It isn’t about one date

3rd March 2026, 8:26 am

We have 2 workplace dates this week: Employee Appreciation Day on March 6th and International Women’s Day on March 8th. 

We are surrounded by awareness days, appreciation days, themed weeks and calendar prompts. Some are meaningful. Some are commercial. Most of them start because someone with a reason and enough reach decides something deserves attention. 

Over time they gather momentum in workplaces and on social media, and before long they are embedded. 

To have a day dedicated to something specific and important can be helpful. It prompts us to stop, think, and act. However, missing the exact date isn’t what really matters; it is the repeated and ongoing behaviour that is most important. 

Employee appreciation isn’t a themed email or a single Friday acknowledgement. It is whether people know on an ongoing basis, that their contribution is recognised in a way that is specific and sincere.  

Recognition can often be in short supply, even in companies that are well run and full of good people. 

Most leaders I meet care about their teams. They work hard, they are fair, and they are trying to build a business they are proud of. Yet ask people whether they feel fully appreciated and you will often get a hesitant answer; not because anyone is unkind, but because in the daily running of a business, reacting to demands and time pressures, words and gestures of appreciation are often lacking or insufficient. 

A lot of workplaces end up praising the loudest outcomes: the big new client, the latest project, the visible win. Meanwhile, the things that keep a business delivering can go unspoken: 

  • The person whodiffusesa situation down before it escalates
  • The one who fixes problems before anyone else even realises they exist
  • The colleague who makes a new starter feel included
  • The person who does the work nobody else wants to touch
  • The reliable people who keep standards high and keep things moving 

Recognition needs to be real, specific, and personal. 

A few questions worth asking, whether you are a small firm, scaling a medium-sized team, or leading inside a larger organisation: 

  • When was the last time you thanked someone for something precise, in a way that showed you noticed the effort behind it?
  • Who is consistently reliable in your organisation and rarely mentioned?
  • What do you praise most: outcomes only, or also judgement, care, and how people behave under pressure? 
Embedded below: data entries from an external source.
PR #4173, opened 2017-03-20
Update home.html

zsong:


zsong:
Why it failed?

NickTomlin:
I don't think the partial is the right place for this documentation. This should probably be either in the web driver manager docs or in the [faq](https://github.com/angular/protractor/blob/master/docs/faq.md)

PR #4205, opened 2017-04-06
chore(docs): use phantomjs-prebuilt

Shyam-Chen:


heathkit:
Given that [PhantomJS is not supported](https://groups.google.com/forum/#!topic/phantomjs/9aI5d-LDuNE) we might just remove that bit from the doc someday.

PR #4219, opened 2017-04-11
docs(await): Update example to show debugging with chrome devtools

mgiambalvo:
Change the async/await example to use ts-node. Also, when using
SELENIUM_PROMISE_MANAGER=false, you can debug tests using
`node --inspect` and the chrome debugger.

Also, update the docs around timeouts to include Angular vs AngularJS


mgiambalvo:
Had to move the example config from js to ts so that you can run the example using ts-node without compiling. This is the pattern angular-cli uses. Also, I have some extra fixes for the CI - this is intended to be merged without squashing.

CircleCI is still failing, due to the known issue with Firefox and directConnect.

PR #4227, opened 2017-04-14
Export Runner, not just its type.

LucasSloan:


vikerman:
This was for a very specific use where we had to set the spec name in the browser capabilities and hence we wanted to override the implementation of createBrowser.

sjelin:
I do not like this.  The runner is not a public API and we shouldn't be encouraging people to hack it like this.  If people are determined to do this kind of hack, they can use `require('protractor/built/runner.js').Runner;`.

The long term solution to @vikerman's problem is to have a plugin hook in createBrowser that allows people to modify the capabilities (https://github.com/angular/protractor/issues/4230).

heathkit:
@sjelin agreed, I think it would be better to keep runner private.

NickTomlin:
I think I misunderstood the benefits here; my bad :(. I believe @sjelin and @heathkit are right on this. I love the idea of exposing more "building blocks" to external users but it would be best to do that with a crafted external API and not by just exposing the internals (as they stand) to the outside world.

@vikerman can we revert this and go with a `require` based reach into the internals as a short term solution while we eventually move towards the solution in #4230 ?

PR #4228, opened 2017-04-14
Use http when relaying selenium commands through sauce connect tunnel

ndmanvar:


ndmanvar:
@cnishina @heathkit Could you please review and merge in?

lib/driverProviders/sauce.ts
```diff
@@ -63,10 +63,11 @@ export class Sauce extends DriverProvider {
...
     this.config_.capabilities['accessKey'] = this.config_.sauceKey;
     this.config_.capabilities['build'] = this.config_.sauceBuild;
-    let auth = 'https://' + this.config_.sauceUser + ':' + this.config_.sauceKey + '@';
-    this.config_.seleniumAddress = auth +
-        (this.config_.sauceSeleniumAddress ? this.config_.sauceSeleniumAddress :
-                                             'ondemand.saucelabs.com:443/wd/hub');
+
+    let auth = this.config_.sauceUser + ':' + this.config_.sauceKey + '@';
+    this.config_.seleniumAddress = this.config_.sauceSeleniumAddress ?
+        'http://' + auth + this.config_.sauceSeleniumAddress :
```
seanmay: Is there a reason that this would never, ever be secure?

ndmanvar: @seanmay This would not be secure (http, not https) when relaying Selenium commands through Sauce Connect Tunnel. (i.e. when pointing at Sauce connect's selenium listener/relay, rather than sending selenium command over the internet to Sauce's https endpoint).

seanmay: I suppose where I was going with that is that is that we need to support `http`, but in this solution, we're now guaranteeing that https is just as impossible as http is, now, if there is a path that has been unconsidered, thus far.

Would a config flag work for you?

heathkit:
Sorry, closing in favor of #4236, which lets you use either protocol.

PR #4257, opened 2017-05-03
fix(elementExplorer): Properly construct paths for ElementExplorer

### LINKED ISSUE #4011: Element Explorer totally unresponsive
- Node Version: `7.4.0`
- Protractor Version: `5.0.0`
- Browser: `Chrome`
- OS: `Windows 7 64bit`

I'm following the guide [here](https://github.com/angular/protractor/blob/master/docs/debugging.md) for setting up a REPL, which says to run protractor thusly: `protractor --elementExplorer`.  I do this, it launches a Chrome window, shows output in the console that suggests everything worked (e.g. "server started...", "debugger listening.."), and leaves me at a prompt (`>`).  

Nothing I type in this prompt produces any effect/response at all. I tried the examples given, such as `browser.get('http://www.angularjs.org')`, but pressing ENTER simple adds a carriage return to the screen and nothing else. I can keep hitting ENTER and the cursor keeps dropping down a line, but there is no response from protractor, nothing happens in the browser, etc. The only thing that produces a response is CTRL+C or CTRL+D, which serve to let me know the process is still running but that's about it. 

protractor-element-explorer

Note, if I keep trying to enter commands (they just pile up with no response), I eventually get this:

`(node:3012) MaxListenersExceededWarning: Possible EventEmitter memory leak detected. 11 break listeners added. Use emitter.setMaxListeners() to increase limit`

heathkit:
Fixes #4011

### DIFF
--- a/lib/debugger/debuggerCommons.js
+++ b/lib/debugger/debuggerCommons.js
@@ -1,4 +1,5 @@
 var baseDebugger = require('_debugger');
+var path = require('path');
 
 /**
  * Create a debugger client and attach to a running protractor process.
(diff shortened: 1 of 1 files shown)


heathkit:
Doesn't actually fix.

Why do we fail to show recognition? 

  • Leaders assume people “know” they are valued
  • Praise can feel awkward, or managers worry it will look like favouritism
  • Hybrid working has removed some of the everyday signals of appreciation
  • In high standards cultures, good work starts being treated as the baseline, so only problems get airtime 

Over time, you can see what happens: people stop stretching, they stop volunteering, and they keep their heads down. They are still doing the job, but they feel less connected to the place and to the people, so they don’t go the extra mile. 

What can work to increase morale: 

  • Be specific: name what you saw, not a general “great job”
  • Link it to impact: what did it change, protect, improve, or speed up?
  • Notice the behind-the-scenes work: reliability, judgement, follow-through
  • Match the person: some people like public praise, others prefer it privately
  • Do it often: once a year in a review is too late 

If you want an easy way to make this a habit, use prompts: 

  • “I noticed you…”
  • “It helped because…”
  • “Thank you for…” 

I run a gifting business, and it keeps this front of mind. Behind every gift is usually a message someone wants to express. The messages that recipients respond to most strongly are nearly always the specific ones. “Thank you for staying late to get that proposal over the line” rather than “Thanks for everything.” One feels personal; the other could be for anyone. Not only do we personalise individual gifts for our clients, but we also often provide guidance on gift messages. 

Why don’t you try this experiment this week: pick one person who has been consistently strong recently, especially someone who does not seek attention. Write one sentence that proves you have been paying attention, then either say it, write it in a card perhaps with a gift, or at least send an email expressing it. I can guarantee it will make their day and strengthen their commitment. 

People do not tend to leave only because of pay or workload. They often leave because they stop feeling appreciated. Recognition is one of the simplest ways to prevent that, and it sets the tone for the kind of workplace you are building.